# Headstrong hamster :/



## kit9999 (May 27, 2010)

Hi everyone

Today I went into a pet shop and saw a beautiful syrian hamster for only £25 with a cage included, so I bought him  I brought him home and I love that he's a bit of a character (he doesn't appear scared of me at all and loves coming out the cage), but the thing is, when I let him out, he runs to the side of the bed and kinda lets himself walk off it, and I have to stop him falling everytime. He just automatically goes to the edge of the bed as if to just walk right off it and it means I have to follow him round with my hands in case he falls and watch him withan eagle eye. Can anyone help me with why he may be doing this? Also, if I have to put him back in his cage for two minutes to do something, he gnaws hard on the cage door as if desperate to come back out. I don't mean a little chew, I mean violently gnaws. He's not aggressive and he does not bite me, but again, could anyone help me work out why he behaves like that? I'm just worried he's going to hurt himself by falling or hurt his teeth with gnawing.

Thanks guys


----------



## Kiko (Sep 18, 2009)

Hamsters are terribly clumsy animals.
not the best of climbers like rats.

I have 2 hamsters, both Syrian and they both tumble off stuff all the time, cage levels, desks, beds. It is sometimes unavoidable, fortunately hamsters are professional fallers xD

As long as they dont fall to high, or hard they are almost always fine.

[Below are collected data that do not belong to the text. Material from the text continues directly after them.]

PR #6804, opened 2019-05-08
Improve import error message for stubgen Issue 6794

### LINKED ISSUE #6794: stubgen -m/-p "Failed to import xx skipping it" because of ModuleNotFoundError
`stubgen -m my_module`
`stubgen -p my_package `
output: "Failed to import my_module/my_package skipping it"  Error without details.
Because the environment actually missing packages which generate ModuleNotFoundError.

mypy 0.701
python3.7

xbian0403:
Since the error message is being printing out, any good ideas on how to test it?

`pytest -n0 --mypy-verbose -k testImportErrorMessage_import -s`
currently error message looks like this:
Failed to import a with error: ("No module named 'b'",); skipping it

Fixes #6794

### DIFF
--- a/mypy/stubutil.py
+++ b/mypy/stubutil.py
@@ -14,8 +14,9 @@ from typing import Optional, Tuple, List, IO, Iterator
 
 
 class CantImport(Exception):
-    pass
-
+    def __init__(self, module: str, message: str):
+        self.module = module
+        self.message = message
 
 def is_c_module(module: ModuleType) -> bool:
     return ('__file__' not in module.__dict__ or
@@ -104,7 +105,7 @@ def find_module_path_and_all_py2(module: str,
     try:
         output_bytes = subprocess.check_output(cmd_template % code, shell=True)
     except subprocess.CalledProcessError:
-        raise CantImport(module)
+        raise CantImport(module, e.args)
     output = output_bytes.decode('ascii').strip().splitlines()
     module_path = output[0]
     if not module_path.endswith(('.py', '.pyc', '.pyo')):
@@ -125,8 +126,8 @@ def find_module_path_and_all_py3(module: str) -> Optional[Tuple[str, Optional[Li
     # TODO: Support custom interpreters.
     try:
         mod = importlib.import_module(module)
-    except Exception:
-        raise CantImport(module)
+    except Exception as e:
+        raise CantImport(module, e.args)
     if is_c_module(mod):
         return None
     module_all = getattr(mod, '__all__', None)
@@ -155,8 +156,8 @@ def generate_guarded(mod: str, target: str,
             print('Created %s' % target)
 
 
-def report_missing(mod: str) -> None:
-    print('Failed to import {}; skipping it'.format(mod))
+def report_missing(mod: str, message: str) -> None:
+    print('Failed to import {} with error: {}; skipping it'.format(mod, message))
 
 
 def fail_missing(mod: str) -> None:
--- a/mypy/stubutil.py
+++ b/mypy/stubutil.py
@@ -104,8 +104,8 @@ def find_module_path_and_all_py2(module: str,
             "print(mod.__file__); print(json.dumps(getattr(mod, '__all__', None)))") % module
     try:
         output_bytes = subprocess.check_output(cmd_template % code, shell=True)
-    except subprocess.CalledProcessError:
-        raise CantImport(module, e.args)
+    except subprocess.CalledProcessError as e:
+        raise CantImport(module, str(e))
     output = output_bytes.decode('ascii').strip().splitlines()
     module_path = output[0]
     if not module_path.endswith(('.py', '.pyc', '.pyo')):
@@ -127,7 +127,7 @@ def find_module_path_and_all_py3(module: str) -> Optional[Tuple[str, Optional[Li
     try:
         mod = importlib.import_module(module)
     except Exception as e:
-        raise CantImport(module, e.args)
+        raise CantImport(module, str(e))
     if is_c_module(mod):
         return None
     module_all = getattr(mod, '__all__', None)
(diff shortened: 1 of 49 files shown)


mypy/test/teststubgen.py
```diff
@@ -266,6 +266,7 @@ def run_case(self, testcase: DataDrivenTestCase) -> None:
             with open(file, 'w') as f:
                 f.write(content)
 
+        sys.path.append('.')
```
ilevkivskyi: Why is this change needed? Is it here so that tests mimic the logic of `mypy.stubgen.main()`? Please add a comment.

test-data/unit/stubgen.test
```diff
@@ -1435,3 +1435,12 @@ from typing import Any
...
     def other(self) -> Any: ...
+
+[case testImportErrorMessage_import]
+# flags: --module a
+
+[file a.py]
+import b
+
+
+[out]
```
ilevkivskyi: Missing newline at the end of file.

test-data/unit/stubgen.test
```diff
@@ -1435,3 +1435,12 @@ from typing import Any
...
     @abstractmethod
     def other(self) -> Any: ...
+
+[case testImportErrorMessage_import]
+# flags: --module a
+
+[file a.py]
+import b
+
+
```
ilevkivskyi: These empty lines are not needed.

test-data/unit/stubgen.test
```diff
@@ -1435,3 +1435,12 @@ from typing import Any
 class C(Base, metaclass=abc.ABCMeta):
     @abstractmethod
     def other(self) -> Any: ...
+
+[case testImportErrorMessage_import]
```
ilevkivskyi: What exactly this test tests? Does it fail for the current version? (I assume it doesn't). Ideally I would add a test that checks the error formatting (or at least something that fails on master, but passes on your branch).

mypy/stubutil.py
```diff
@@ -155,8 +157,11 @@ def generate_guarded(mod: str, target: str,
             print('Created %s' % target)
 
 
-def report_missing(mod: str) -> None:
-    print('Failed to import {}; skipping it'.format(mod))
+def report_missing(mod: str, message: Optional[str] = None) -> None:
+    if message:
+        print('Failed to import {} with error: {}; skipping it'.format(mod, message))
+    else:
+        print('Failed to import {}; skipping it'.format(mod))
```
ilevkivskyi: I would avoid the duplication by making the default value for `message` an empty string (in the function signature) and writing this as:
```python
if message:
    message = ' with error: ' + message
print('Failed to import {}{}; skipping it'.format(mod, message))
```

mypy/test/teststubgen.py
xbian0403: current folder is not in sys path, when I test the function generate_stubs with `--module` option which should call `importlib.import_module` can't find the module. Thus I add it to sys.path.

test-data/unit/stubgen.test
xbian0403: Actually I need help on testing it. The error message is being print out. Any suggestion for testing it?
should I capture stdout and check it for only this test?
`
          capturedOutput = io.StringIO()
          sys.stdout = capturedOutput
`

ilevkivskyi: > should I capture stdout and check it for only this test?

I think this is OK, just don't forget to put the old value back in a `try ... finally: ...`. You can make this testing feature more generic for stubgen tests. For example you can run each test with captured output and add an additional check that stdout matches some regexp if the test case contains a `[stdout <some regexp here>]` line.

Alternatively you can simply make it a non data-driven test case similar to `mypy.teststubgen.StubgenCmdLineSuite.test_packages_found()` (this is probably even better).

mypy/test/teststubgen.py
```diff
@@ -64,6 +64,23 @@ def test_packages_found(self) -> None:
             finally:
                 os.chdir(current)
 
+    def test_module_not_found(self) -> None:
+        current = os.getcwd()
+        with tempfile.TemporaryDirectory() as tmp:
+            try:
+                import io
+                capturedOutput = io.StringIO()
```
ilevkivskyi: This is a non-typical case for Python variables, I would propose to use `captured_output`.

mypy/test/teststubgen.py
```diff
@@ -64,6 +64,23 @@ def test_packages_found(self) -> None:
             finally:
                 os.chdir(current)
 
+    def test_module_not_found(self) -> None:
+        current = os.getcwd()
+        with tempfile.TemporaryDirectory() as tmp:
+            try:
+                import io
```
ilevkivskyi: Please put this import at the top of file.

mypy/test/teststubgen.py
```diff
@@ -64,6 +64,23 @@ def test_packages_found(self) -> None:
...
+                capturedOutput = io.StringIO()
+                sys.stdout = capturedOutput
```
ilevkivskyi: I would move the parts that should not fail (the two above lines) above the `try`.

mypy/test/teststubgen.py
```diff
@@ -64,6 +64,23 @@ def test_packages_found(self) -> None:
...
+                os.chdir(tmp)
+                self.make_file(tmp, 'mymodule.py', content='import a')
+                opts = parse_options(['-m', 'mymodule'])
+                py_mods, c_mods = collect_build_targets(opts, mypy_options(opts))
+                sys.stdout = sys.__stdout__
```
ilevkivskyi: Please put this line in the `finally` block, since this is a clean-up step that should be always taken.

mypy/test/teststubgen.py
```diff
@@ -64,6 +64,23 @@ def test_packages_found(self) -> None:
...
+                match = re.search('No module named \'a\'', capturedOutput.getvalue())
```
ilevkivskyi: Use double quotes `"` for outer position to avoid `\`.

mypy/test/teststubgen.py
```diff
@@ -64,6 +64,23 @@ def test_packages_found(self) -> None:
...
+                self.assertTrue(match)
```
ilevkivskyi: You can probably simply use `self.assertRegex()` instead of the two above lines.

gvanrossum:
Thanks for the fix. Very useful!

If the floor is hard it might be bad, just be careful with whats she playing in. Maybe let her play on the floor instead.


----------



## Nienor (May 1, 2010)

Gnawing on the cage bars might be a sign that the cage is far to small .. What size is it ?

Over here we keep hamsters in cages of 100x50x50 cm size. They have about 20 cm of litter so they can dig proberly. They will never again gnaw on the bars .. As long as he did not get used to it. They it would be better to keep him in a tank of the mentioned size with bars on the top so he could not get out. 
If you put in a small "table" you can place the water and food dish and the 25cm wheel on it ..


----------



## kit9999 (May 27, 2010)

Hey guys,

It could be that the cage is a little small, it was one that the pet shop gave me and they said it was okay. I am not sure of the exact size but its around 30cm high which is around the reccommended size for hamsters according to the hamster pages I've looked at so far. I think he's been in that cage a while in the pet store on his own, so this morning I started to wonder if maybe because he's spent so long in it without any proper handling or free range time, he might be just really enjoying his free range time here and doesn't want to go back in the cage. Do you think that could be part of it? I'm getting paid a bit more than usual soon, so I will most likely spend some of it on a newer, bigger cage for him. 

Thanks for your advice


----------